St Bridget's Church is in the village of Brigham, Cumbria, England. It is an active Anglican parish church in the deanery of Solway, the archdeaconry of West Cumberland, and the diocese of Carlisle. The church is recorded in the National Heritage List for England as a designated Grade I listed building.

==History==
The church dates from the later part of the 11th century, with additions and alterations in the 12th and 13th centuries. The south aisle was re-built in the about 1323 as a chantry for the rector, Thomas de Burgh. Restoration of the church was carried out between 1864 and 1876 by William Butterfield; this included adding the east window and the south windows of the chancel, and the saddleback roof on the tower. The timber roofs of the nave and chancel also date from this restoration. Fletcher Christian, leader of the Mutiny on the Bounty, was baptised in the church on the day of his birth in 1764.

==Architecture==

===Exterior===
St Bridget's is constructed in calciferous sandstone ashlar, and has a green slate roof.
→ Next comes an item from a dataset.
PR #469, opened 2019-02-22
Disabled the crashing test case, Blockpc is not supported in exhaustive synthesis yet

zhengyangl:


test/Infer/no-const-inputs.opt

Its plan consists of a three-bay nave with a south aisle and south porch, and a two-bay chancel with a north vestry. At the west end is a three-storey tower with a saddleback roof, and at the ends of the gables are cross finials. The church contains elements of Norman, Gothic and Gothic Revival architecture. The Norman features include a blocked doorway in the north wall, and the arcade between the nave and the south aisle. The ground floor of the tower is tunnel-vaulted. Medieval cross slabs have been incorporated in the north wall and in the blocked west door.

===Interior===
Both the nave and the chancel have painted timber roofs. The south aisle contains a piscina, a sedilia, and a recess for the tomb of Thomas de Burgh, who died in 1348. In the church are pieces of carved stone; these include an Anglo-Danish cross-socket, and fragments dating from the pre-Norman period. The east window contains stained glass depicting the Ascension, designed by Alexander Gibbs, and is a memorial to Rev John Wordsworth, son of William Wordsworth, who was vicar of the church for 40 years. On each side of the east window are niches for statues. There is more glass by Gibbs in other windows, dating from 1865, and glass elsewhere by Cox & Buckley and Sons, from 1870. The font dates either from the 13th century or possibly from the 17th century. The two-manual organ was built in 1895 by W. Hill and Son of London.

==External features==
In the churchyard is a red sandstone sundial dated 1684. It has a square shaft, the head is weathered and the gnomon is missing. The sundial is a Grade II listed structure. The churchyard also contains many carved gravestones from the 17th to the 19th centuries, and the table tomb of Fletcher Christian's father Charles.